I'm skeptical of evolutionary psychology in general but if we think about prehistory a lot of work was doing stuff that had deadlines but you could easily understand what needed to be done. You have to go out and collect a bunch of nuts and berries, and there's a deadline because you'll starve if you don't get the food, but you know the food is out there and it's just a matter of getting it. Your ancestors have lived off food from this land for thousands of years, you know you will too. Similarly for simple crafting, you need to make the clothing or the clay pot but there's no barrier to doing it, you just have to do it. In these cases you could also have a boss, that is, some person with authority directing and judging you, but it's someone you know and someone whose role you will inevitably fill.
I think the key difference in the modern world is that success is not guaranteed, for reasons that may be well out of your control, and failure is scary with unknown consequences. We can imagine a world with pretty much the same jobs and the same work, but with more security removing the intense stress people feel.

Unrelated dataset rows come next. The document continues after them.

PR #50, opened 2018-10-19
integration, vendor: delete tiller namespace after e2e tests

kopiczko:


integration/setup/setup.go
```diff
@@ -29,13 +29,17 @@ func setup(ctx context.Context, m *testing.M, config Config) (int, error) {
 	teardown := !env.CircleCI() && !env.KeepResources()
 
 	{
-		// TODO this should be named EnsureNamespaceCreated
 		err = config.K8sSetup.EnsureNamespace(ctx, tillerNamespace)
```
xh3b4sd: Well this name should be changed now.

PR #55, opened 2018-10-23
integraton/test/deleterelease: add test for IsReleaseNotFound

kopiczko:


integration/test/deleterelease/fixtures/test-chart/Chart.yaml
```diff
@@ -0,0 +1,4 @@
+apiVersion: v1
```
kopiczko: All below (fixtures dir) is copy/paste.

PR #4790, opened 2019-07-17
Update github issues URL now that we have issue templates

tstromberg:
Now that we support issue templates, https://github.com/kubernetes/minikube/issues/new points to a blank template. This switches the URL to the template chooser.

This PR makes me sad.


afbjorklund:
But I suppose it makes sense that the CLI URL goes to the same place as the "New Issue" web button...

PR #4811, opened 2019-07-18
Add a new command (profile list)

medyagh:
This PR add a new command to minikube, profile list that looks like this
```
 profile list
|---------|------------|----------------|-----------|--------------------|
| Profile | VM Driver  |     NodeIP     | Node Port | Kubernetes Version |
|---------|------------|----------------|-----------|--------------------|
| m1      | hyperkit   | 192.168.64.75  |      8443 | v1.15.0            |
| m4      | virtualbox | 192.168.99.136 |      8443 | v1.15.0            |
|---------|------------|----------------|-----------|--------------------|

```
if there be invalid profiles it will warn this way:
```
medya@minikube$ ./out/minikube profile list
|---------|------------|----------------|-----------|--------------------|
| Profile | VM Driver  |     NodeIP     | Node Port | Kubernetes Version |
|---------|------------|----------------|-----------|--------------------|
| p1      | hyperkit   | 192.168.64.75  |      8443 | v1.15.0            |
| p2      | virtualbox | 192.168.99.136 |      8443 | v1.15.0            |
|---------|------------|----------------|-----------|--------------------|
⚠️  Found 3 invalid profile(s) ! 
         p3_empty
         p4_invalid_file
         p5_partial_config
         $ minikube delete -p p3_empty 
         $ minikube delete -p p4_invalid_file 
         $ minikube delete -p p5_partial_config 
```

it will also print an err to the logs, if there is a not valid config profile (empty dir)


sharifelgamal:
Could you add a unit test of profile.go? Just a basic one that makes sure you can find all the profiles in a given directory?

cmd/minikube/cmd/config/profile_list.go
```diff
@@ -0,0 +1,55 @@
...
+	"k8s.io/minikube/pkg/minikube/config"
+
+	"github.com/olekukonko/tablewriter"
+	"github.com/spf13/cobra"
+)
+
+var profileListCmd = &cobra.Command{
+	Use:   "list",
+	Short: "Lists all minikube profiles",
+	Long:  "Lists all valid minikube profiles",
```
tstromberg: Is the word 'valid' helpful for users? If not, remove it.

cmd/minikube/cmd/config/profile_list.go
```diff
@@ -0,0 +1,55 @@
...
+	Run: func(cmd *cobra.Command, args []string) {
+
+		var tData [][]string
+
+		table := tablewriter.NewWriter(os.Stdout)
+		table.SetHeader([]string{"Profile", "VM Driver", "NodeIP", "Node Port", "Kubernetes Version"})
```
tstromberg: Can you tell me more about the usefulness of `Node Port`? I'd be surprised if there were users manually accessing it.

cmd/minikube/cmd/config/profile_list.go
```diff
@@ -0,0 +1,55 @@
...
+		table.SetAutoFormatHeaders(false)
+		table.SetBorders(tablewriter.Border{Left: true, Top: true, Right: true, Bottom: true})
+		table.SetCenterSeparator("|")
+
+		for _, p := range config.AllProfiles() {
+			tData = append(tData, []string{p.Name, p.Config.MachineConfig.VMDriver, p.Config.KubernetesConfig.NodeIP, strconv.Itoa(p.Config.KubernetesConfig.NodePort), p.Config.KubernetesConfig.KubernetesVersion})
+		}
+
+		table.AppendBulk(tData) // Add Bulk Data
```
tstromberg: Remove the comment - it's a "what" rather than "why".

pkg/minikube/config/profile.go
```diff
@@ -0,0 +1,70 @@
...
+func AllProfiles() (profiles []*Profile) {
+
+	pDirs, err := allProfileDirs()
+	if err != nil {
+		glog.Infof("Error getting profile directories %v", err)
+	}
+	for _, n := range pDirs {
+		p, err := loadProfile(n)
+		if err != nil {
+			// TODO warn user to delete this folder or maybe do it for them
```
tstromberg: I don't find this comment useful. I would definitely not expect a list command mutate data.

pkg/minikube/config/profile.go
```diff
@@ -0,0 +1,70 @@
...
+import (
+	"os"
+	"path/filepath"
+
+	"github.com/golang/glog"
+	"k8s.io/minikube/pkg/minikube/constants"
+)
+
+// AllProfiles returns all minikube profiles
+func AllProfiles() (profiles []*Profile) {
```
tstromberg: Unless there is a different function that returns a subset of profiles, I would rather see this function named ListProfiles or Profiles.

pkg/minikube/config/profile.go
```diff
@@ -0,0 +1,70 @@
...
+
+	cfg, err := DefaultLoader.LoadConfigFromFile(n)
+	profile := &Profile{
+		Name:   n,
+		Config: cfg,
+	}
+	return profile, err
+}
+
+// allProfileDirs gets all the folders in the user's profiles folder
```
tstromberg: Consistently use "folder" or "dir" for terminology. I recommend the latter, as Go uses that term.

Also, consider naming this profileDirs(), since there is no subset version of this function.

pkg/minikube/config/profile.go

Success wasn't guaranteed in the ancient world either. Even if you were cultivating crops, a drought you couldn't control could wipe out your crops. Or baddies could invade and steal your stuff and kill your people en masse.
Overall, we have way more security than the ancient world did. Droughts are still a problem as the western US has been seeing, but at least we're at a point today where it just means food prices go up rather than food vanishing entirely and requiring migration to other countries or something.
As for stress, largely European workers don't seem to feel the pressures that American workers do, which probably boils down to in part a mix of higher taxes leading to better safety nets as well as generally much more vacation time from work. Also politics in European countries generally isn't as polarized, though by no means is it perfect.
Farming as a necessity didn't happen until late prehistory and early history. Before that people hunted, fished or foraged for their daily food. They had nothing worth stealing or killing for or that couldn't be rebuilt quickly after an earthquake or other disaster. In the worst case they could just move a few miles away. Dying from a drought wiping out your crops or from being attacked by raiders from the mountains or from a warlord or pharaoh that claimed to rule over you didn't happen until later. Even then your own life was still simple to understand: being a farmer or shepherd or what have you.
I don't mean to say this was all perfect, but instead that when we talk about the stress of modern jobs, we should go beyond saying no one likes deadlines or bosses, because the real problem is the, for some people literally daily, uncertainty.
I think the key difference in the modern world is that success is not guaranteed, for reasons that may be well out of your control, and failure is scary with unknown consequences. We can imagine a world with pretty much the same jobs and the same work, but with more security removing the intense stress people feel.